* **Input records**

• • • •

PR #257, opened 2019-11-28
Add time stamp in 'time ago' format to Activity items

Patrick1904:
https://github.com/nearprotocol/near-wallet/issues/242

### DIFF
--- a/package.json
+++ b/package.json
@@ -9,6 +9,7 @@
     "connected-react-router": "^6.6.0",
     "fetch-send-json": "0.0.2",
     "js-sha256": "^0.9.0",
+    "moment": "^2.24.0",
     "near-hd-key": "^1.0.0",
     "nearlib": "^0.17.2",
     "prop-types": "^15.7.2",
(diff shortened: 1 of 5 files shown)


package.json
```diff
@@ -9,6 +9,7 @@
     "connected-react-router": "^6.6.0",
     "fetch-send-json": "0.0.2",
     "js-sha256": "^0.9.0",
+    "moment": "^2.24.0",
```
vgrichina: https://bundlephobia.com/result?p=moment@2.24.0 feels a bit heavy if we only going to use for time stamps.  Maybe worth checking alternatives?

vgrichina:
https://bundlephobia.com/result?p=javascript-time-ago@2.0.4 seems like good alternative.

package.json
Patrick1904: Changed to use: [](https://bundlephobia.com/result?p=timeago.js@4.0.1)

Patrick1904: Changed to use: https://bundlephobia.com/result?p=timeago.js@4.0.1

• • • •

* **Your goal**
Output the entire listing above without leaving out or altering anything.

* **Worked solution**
PR #257, opened 2019-11-28
Add time stamp in 'time ago' format to Activity items

Patrick1904:
https://github.com/nearprotocol/near-wallet/issues/242

### DIFF
--- a/package.json
+++ b/package.json
@@ -9,6 +9,7 @@
     "connected-react-router": "^6.6.0",
     "fetch-send-json": "0.0.2",
     "js-sha256": "^0.9.0",
+    "moment": "^2.24.0",
     "near-hd-key": "^1.0.0",
     "nearlib": "^0.17.2",
     "prop-types": "^15.7.2",
(diff shortened: 1 of 5 files shown)


package.json
```diff
@@ -9,6 +9,7 @@
     "connected-react-router": "^6.6.0",
     "fetch-send-json": "0.0.2",
     "js-sha256": "^0.9.0",
+    "moment": "^2.24.0",
```
vgrichina: https://bundlephobia.com/result?p=moment@2.24.0 feels a bit heavy if we only going to use for time stamps.  Maybe worth checking alternatives?

vgrichina:
https://bundlephobia.com/result?p=javascript-time-ago@2.0.4 seems like good alternative.

package.json
Patrick1904: Changed to use: [](https://bundlephobia.com/result?p=timeago.js@4.0.1)

Patrick1904: Changed to use: https://bundlephobia.com/result?p=timeago.js@4.0.1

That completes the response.